Directions for this task: Present the following entries again, word for word and in full.

Dataset records:
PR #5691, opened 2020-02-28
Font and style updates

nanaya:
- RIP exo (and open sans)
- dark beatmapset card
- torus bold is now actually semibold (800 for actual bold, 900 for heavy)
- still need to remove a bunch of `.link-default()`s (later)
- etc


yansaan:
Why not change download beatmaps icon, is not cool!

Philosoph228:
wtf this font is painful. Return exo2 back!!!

Output for this exercise:
PR #5691, opened 2020-02-28
Font and style updates

nanaya:
- RIP exo (and open sans)
- dark beatmapset card
- torus bold is now actually semibold (800 for actual bold, 900 for heavy)
- still need to remove a bunch of `.link-default()`s (later)
- etc


yansaan:
Why not change download beatmaps icon, is not cool!

Philosoph228:
wtf this font is painful. Return exo2 back!!!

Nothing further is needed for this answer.